SRBs have been found in oxic layers of marine and freshwater sediments, in a brackish water column, and recovered from
oxic/anoxic interfaces such as cyanobacterial mats and biofilms (Frund and Cohen, 1992; Niel et al. 1996, Sass et al. 1997). Their
survival in sediments is dependent on their ability to compete for the available organic material, which in turn is controlled by the
availability of a suitable terminal electron acceptor. Under oxic conditions, when sulfate reduction is inhibited and sulfate is no longer
a suitable oxidant, the ability to use nitrate as terminal electron acceptor would allow SRBs to remain active during prolonged oxygen
exposure and compete with the rest of the community for access to the available organic material. Even though nitrate
concentrations are low at such environments (μM), the free energy associated with the reduction of nitrate to ammonia is higher
resulting to improved growth yield compared to sulfate reduction (Marietou et al. 2009). Sass et al. (1997) carried a detailed study of
the oxic/anoxic interface of an oligotrophic lake which revealed that the number of SRB was similar in the two zones, while they
recovered 13 Desulfovibrio-like SRB strains from the oxic zone, five of which were able to reduce nitrate.

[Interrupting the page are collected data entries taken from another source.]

PR #680, opened 2019-09-30
Update build tooling versions

mattleibow:
Use new versions.

This can only be merged after the PR to build the new tools is released: https://github.com/xamarin/XamarinComponents/pull/679

- [x] We also need to update the main yaml to not override the yaml template.


azure-pipelines.yml
```diff
@@ -12,20 +12,16 @@ resources:
       type: github
       name: xamarin/XamarinComponents
       endpoint: xamarin
+      ref: refs/heads/dev/update-tooling
```
mattleibow: REMOVE LINE BEFORE MERGING

PR #682, opened 2019-10-02
Bump renderscriptv8 to 28.0.0.3

Redth:

PR #684, opened 2019-10-02
Constraint Layout 2.0.0-beta2 Update

Redth:


Android/ConstraintLayout/build.cake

Many aspects of the SRB physiology remain unclear since there are very few studies addressing questions such as oxygen
respiration, nitrate reduction, and the distribution and activity of SRB in oxic environments. Further studies combining improved
culturing approaches, physiological experiments, and in situ measurements would allow us to determine the importance of nitrate
reduction in the ecophysiology of SRBs and the evolution of such a diverse group of microbes.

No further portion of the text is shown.